The next enquiry is whether the applicant proved that the differentiation was not rationally connected to a legitimate governmental objective. The objective of the settlement was to redress by a calculated measure the extent to which the fourth respondent had been disadvantaged by his exclusion from participation in the auction for trophy hunting concessions on State land in breach of his fundamental right to equal treatment, to administrative fairness and of the Cabinet’s policy to transparency and equality in the grant of those concessions. The predicament of the Government caused by the official’s decision to exclude the fourth respondent and with which the Minister was faced in the legal proceedings against him was apparent from the advice he had received: The Government was, on a consensus of opinion, in the wrong; its cause in the pending proceedings was lost; continued resistance to confirmation of the rule would only have served to delay the inevitable, escalate costs for the Government and detract from its constitutional commitment and responsibility to uphold fundamental rights. Moreover, given the terms of the interim interdict in the Morris-application, the auctioned concessions could not be exploited pending finalisation of the application; win or lose, the longer the delay, the greater the Government’s exposure to claims for damages by the concession-holders (who could not be blamed for the predicament) and the greater the loss of income to be derived by the State from the concessions. If the Morris-application would ultimately succeed against the Government, the potential of further claims for damages from previously successful bidders would be a likely result: if they had to pay more for the same concession, they would endeavour to recover the difference and, if those concessions would be sold to higher bidders, their claims would be for the loss of profits on the concessions which they previously held.

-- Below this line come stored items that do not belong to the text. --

PR #2544, opened 2018-08-22
INT-4497: Add rate limiting advice for handler

meherzad:
JIRA: https://jira.spring.io/browse/INT-4497

Add Rate Limiting advice for a handler which supports Rate, MaxDelay

### DIFF
--- a/spring-integration-core/src/main/java/org/springframework/integration/handler/advice/RequestHandlerRateLimiterAdvice.java
+++ b/spring-integration-core/src/main/java/org/springframework/integration/handler/advice/RequestHandlerRateLimiterAdvice.java
@@ -1,0 +1,114 @@
+/*
+ * Copyright 2018 the original author or authors.
+ *
+ * Licensed under the Apache License, Version 2.0 (the "License");
+ * you may not use this file except in compliance with the License.
+ * You may obtain a copy of the License at
+ *
+ *      http://www.apache.org/licenses/LICENSE-2.0
+ *
+ * Unless required by applicable law or agreed to in writing, software
+ * distributed under the License is distributed on an "AS IS" BASIS,
+ * WITHOUT WARRANTIES OR CONDITIONS OF ANY KIND, either express or implied.
+ * See the License for the specific language governing permissions and
+ * limitations under the License.
+ */
+
+package org.springframework.integration.handler.advice;
+
+import java.util.concurrent.TimeUnit;
+import java.util.concurrent.atomic.AtomicInteger;
+import java.util.concurrent.atomic.AtomicLongArray;
+
+import org.springframework.messaging.Message;
+import org.springframework.messaging.MessagingException;
+import org.springframework.util.Assert;
+
+/**
+ * Rate limiter advice, which will ensure call to service is Rate limited within set rate limit.
+ * Request calls breaching the rate limit will wait for time rate limit is not breached.
+ *
+ * @author Meherzad Lahewala
+ * @since 5.1
+ */
+public class RequestHandlerRateLimiterAdvice extends AbstractRequestHandlerAdvice {
+
+	private final AtomicInteger currentIndex;
+	private final long maxDelayInMillis;
+	private final long oneTimeUnitInMillis;
+	private final AtomicLongArray queue;
+	private final int rate;
+
+	/**
+	 * Create an instance of RequestHandlerRateLimiterAdvice with the provided arguments.
+	 *
+	 * @param rate the rate per time unit.
+	 * @param maxDelay the max allowable delay in time units. Use -1 for no max delay.
+	 * @param timeUnit the time unit.
+	 */
+	public RequestHandlerRateLimiterAdvice(int rate, int maxDelay, TimeUnit timeUnit) {
+		Assert.isTrue(rate > 0, "Rate should be a positive integer");
+		Assert.notNull(timeUnit, "Timeunit should be non null");
+		this.currentIndex = new AtomicInteger(0);
+		this.maxDelayInMillis = timeUnit.toMillis(maxDelay);
+		this.oneTimeUnitInMillis = timeUnit.toMillis(1);
+		this.queue = new AtomicLongArray(rate);
+		this.rate = rate;
+	}
+
+	/**
+	 * Create an instance of RequestHandlerRateLimiterAdvice with the provided arguments.
+	 *
+	 * @param rate the rate per time unit.
+	 * @param timeUnit the time unit.
+	 */
+	public RequestHandlerRateLimiterAdvice(int rate, TimeUnit timeUnit) {
+		this(rate, -1, timeUnit);
+	}
+
+	@Override
+	protected Object doInvoke(ExecutionCallback callback, Object target, Message<?> message) throws Exception {
+		delayIfNecessary(target, message);
+		return callback.execute();
+	}
+
+	private void delayIfNecessary(Object target, Message<?> message) throws InterruptedException {
+		long timeToWait = -1;
+		while (timeToWait == -1) {
+			long now = System.currentTimeMillis();
+			int index = this.currentIndex.getAndUpdate(value -> value + 1 < this.rate ? value + 1 : 0);
+			long oldValue = this.queue.get(index);
+			long waitTill;
+			if (now < oldValue) {
+				waitTill = oldValue + this.oneTimeUnitInMillis;
+			}
+			else {
+				long diff = now - oldValue;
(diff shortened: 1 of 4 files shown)


spring-integration-core/src/main/java/org/springframework/integration/handler/advice/RequestHandlerRateLimiterAdvice.java
```diff
@@ -0,0 +1,114 @@
...
+ * @author Meherzad Lahewala
+ * @since 5.1
+ */
+public class RequestHandlerRateLimiterAdvice extends AbstractRequestHandlerAdvice {
+
+	private final AtomicInteger currentIndex;
+	private final long maxDelayInMillis;
+	private final long oneTimeUnitInMillis;
+	private final AtomicLongArray queue;
+	private final int rate;
```
artembilan: This style is not readable. 
Would be better to surround each class member to the blank lines.

Thanks

spring-integration-core/src/main/java/org/springframework/integration/handler/advice/RequestHandlerRateLimiterAdvice.java
```diff
@@ -0,0 +1,114 @@
...
+
+	/**
+	 * Create an instance of RequestHandlerRateLimiterAdvice with the provided arguments.
+	 *
```
artembilan: We prefer do not have blank lines in the method Javadocs: https://github.com/spring-projects/spring-framework/wiki/Code-Style#javadoc-formatting

spring-integration-core/src/main/java/org/springframework/integration/handler/advice/RequestHandlerRateLimiterAdvice.java
```diff
@@ -0,0 +1,114 @@
...
+	 * @param rate the rate per time unit.
+	 * @param maxDelay the max allowable delay in time units. Use -1 for no max delay.
+	 * @param timeUnit the time unit.
+	 */
+	public RequestHandlerRateLimiterAdvice(int rate, int maxDelay, TimeUnit timeUnit) {
```
artembilan: Can't we use a `Duration` instead ?

spring-integration-core/src/main/java/org/springframework/integration/handler/advice/RequestHandlerRateLimiterAdvice.java
```diff
@@ -0,0 +1,114 @@
...
+		Assert.isTrue(rate > 0, "Rate should be a positive integer");
+		Assert.notNull(timeUnit, "Timeunit should be non null");
+		this.currentIndex = new AtomicInteger(0);
+		this.maxDelayInMillis = timeUnit.toMillis(maxDelay);
+		this.oneTimeUnitInMillis = timeUnit.toMillis(1);
+		this.queue = new AtomicLongArray(rate);
```
artembilan: A `queue` is not a valuable name for the variable, especially when it is an object property.

Please, come up with more self-explanatory name. 

Right, now it isn't clear what is its purpose.

spring-integration-core/src/main/java/org/springframework/integration/handler/advice/RequestHandlerRateLimiterAdvice.java
```diff
@@ -0,0 +1,114 @@
...
+	 * @param rate the rate per time unit.
+	 * @param maxDelay the max allowable delay in time units. Use -1 for no max delay.
+	 * @param timeUnit the time unit.
+	 */
+	public RequestHandlerRateLimiterAdvice(int rate, int maxDelay, TimeUnit timeUnit) {
+		Assert.isTrue(rate > 0, "Rate should be a positive integer");
+		Assert.notNull(timeUnit, "Timeunit should be non null");
+		this.currentIndex = new AtomicInteger(0);
+		this.maxDelayInMillis = timeUnit.toMillis(maxDelay);
+		this.oneTimeUnitInMillis = timeUnit.toMillis(1);
```
artembilan: What is the magic number `1 millisecond`?
Why do we need it?

Well, even if it is important, why can't we initialize it during definition?
What is the point to overhead a ctor body?

The same is about a `currentIndex` initialization here.

spring-integration-core/src/main/java/org/springframework/integration/handler/advice/RequestHandlerRateLimiterAdvice.java
```diff
@@ -0,0 +1,114 @@
...
+			logger.debug(String.format("Sleeping for %s ms", timeToWait));
+		}
+		TimeUnit.MILLISECONDS.sleep(timeToWait);
+	}
+
+
+	/**
+	 * An exception thrown when the max delay is triggered for rate limiter.
+	 */
+	public static final class RateLimiterMaxDelayException extends MessagingException {
```
artembilan: Well, actually exceptions are named after actions: `ResourceNotFound`, `TransactionTimeout` etc.

I'm not sure in the algorithm here yet, so I can't come up with the better name...

`MaxDelayExceededException` ?

The `RateLimiter` is already implied with the wrapping class. 🤷‍♂️

spring-integration-core/src/main/java/org/springframework/integration/handler/advice/RequestHandlerRateLimiterAdvice.java
```diff
@@ -0,0 +1,114 @@
...
+
+	@Override
+	protected Object doInvoke(ExecutionCallback callback, Object target, Message<?> message) throws Exception {
+		delayIfNecessary(target, message);
+		return callback.execute();
+	}
+
+	private void delayIfNecessary(Object target, Message<?> message) throws InterruptedException {
+		long timeToWait = -1;
+		while (timeToWait == -1) {
```
artembilan: I believe there should be a way for fail fast for a single call or as we already know per `rate`. 
I mean if we still in the `rate` we doin't need to sleep or even calculate `System.currentTimeMillis()` at all.

I need to understand algorithm better, because it looks like I have more questions, than review requires 😢

src/reference/asciidoc/handler-advice.adoc
```diff
@@ -49,11 +49,12 @@ For chains that produce a reply, every child element can be advised.
 [[advice-classes]]
 ==== Provided Advice Classes
 
-In addition to providing the general mechanism to apply AOP advice classes, Spring Integration provides three standard advice classes:
+In addition to providing the general mechanism to apply AOP advice classes, Spring Integration provides four standard advice classes:
```
artembilan: Well,  let's fix it for something like `these standard advice classes`  to cover all the possible future additions 😄

src/reference/asciidoc/handler-advice.adoc
```diff
@@ -459,6 +459,45 @@ public class EerhaApplication {
 ----
 ====
 
+[[rateLimiter-advice]]
+===== Rate Limiter Advice
+
+The Rate Limiter advice allows you to ensure that an endpoints does not get overloaded with requests.
+When the RateLimit is breached the request will go in a blocked state.
+
+A typical use case for this advice might be an external service provider not allowing more than n number of request per minute.
```
artembilan: I believe `n` must be wrapped to code to emphasize it a bit.

src/reference/asciidoc/handler-advice.adoc
```diff
@@ -459,6 +459,45 @@ public class EerhaApplication {
...
+Default value for `maxDelay` is -1 which means no max delay.
+The `timeUnit` property represents the unit of time `java.util.concurrent.TimeUnit`.
+This option must be non null.
+
+The following example configures a RateLimiter advice.
+
+====
+[source,xml]
+----
+<int:service-activator input-channel="input" ref="failer" method="service">
```
artembilan: Can we have a Java sample as well, please?

artembilan (changes requested):
Here is some review.

I may come back with something else after sleeping with this a bit and after investigating what really we would like to do here...

Thank you for a great contribution anyway!

artembilan:
I suggest to revise our own algorithm here in favor of well-known and stable solution in the Resilience4J: http://resilience4j.github.io/resilience4j/#_ratelimiter

In the future we may also reconsider our Circuit Breaker implementation to be based on their solution as well: http://resilience4j.github.io/resilience4j/#_circuitbreaker

Any thoughts?

Thanks

garyrussell:
Sure; makes sense.

artembilan:
Superseded with #2781 

@meherzad , thank you for your effort.
You are welcome to review that PR or any other contribution is always welcome!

In these circumstances, the expeditious settlement of the Morris-application was clearly a legitimate governmental objective. The applicant suggested that, in settlement, the Minister should have had the Mamili concession auctioned instead of granting it to the fourth respondent by private treaty. The suggested course, in my view, would not have remedied the disadvantage which the fourth respondent had suffered: he would then only have the opportunity to compete for one concession whereas the applicant (and the other professional hunters similarly situated) would also be entitled to bid on that one in addition to the many others auctioned earlier. Moreover, the applicant’s suggestion seems to be somewhat self-serving: Having been unsuccessful to win a concession at the auction, he would normally have had to wait a further three years to compete afresh for one. However, when the Minister made a further concession available to address the fourth respondent’s unlawful exclusion from the auction, he saw an opportunity to get a further bite at the proverbial cherry.
Other than to offer financial compensation for the damages suffered by the fourth respondent’s in consequence of the official’s unlawful decision, the Minister was not left with other apparent choices but the one he ultimately opted for. Whether the former would have been preferable to the latter is not the issue which this Court must decide. What it must examine is whether the applicant proved that there was no rational connection between the differentiation complained of and the objective of the settlement. For the reasons I have given, the applicant clearly failed to discharge that burden.
The second ground on which the applicant sought to assail the Minister’s decision is based on his right to fair and reasonable administrative action protected under Article 18 of the Constitution. The applicant alleged that, in selling and granting the Mamili-concession to the fourth respondent without calling for tenders or offering it for sale by way of auction, the Minister acted unfairly. In argument, his counsel submitted that in attempting to remedy the alleged wrong committed to the fourth respondent, the Minister perpetrated yet another: one against the applicant and other professional hunters similarly situated. As “two wrongs cannot make a right”, counsel contended, the Minister should to have done one of three things instead: he should have persisted with his opposition to the Morris-application or conceded the relief prayed for and auctioned all the concessions afresh or, after having obtained Cabinet approval, auctioned the Mamili-concession.
It is of some significance to note that the applicant’s affidavit does not seek to establish unreasonableness with reference to specific common law grounds of review - such as when a person has acted “mala fides or from ulterior and improper motives, if he had not applied his mind to the matter or exercised his discretion at all, or if he had disregarded the express provisions of a statute”. Even if I were to accept, without deciding, that the basis for interference with administrative decisions under Article 18 may be wider than under the common law, the Court is not entitled to substitute its decision for that of the functionary simply because it would have chosen another from the bouquet of available lawful options.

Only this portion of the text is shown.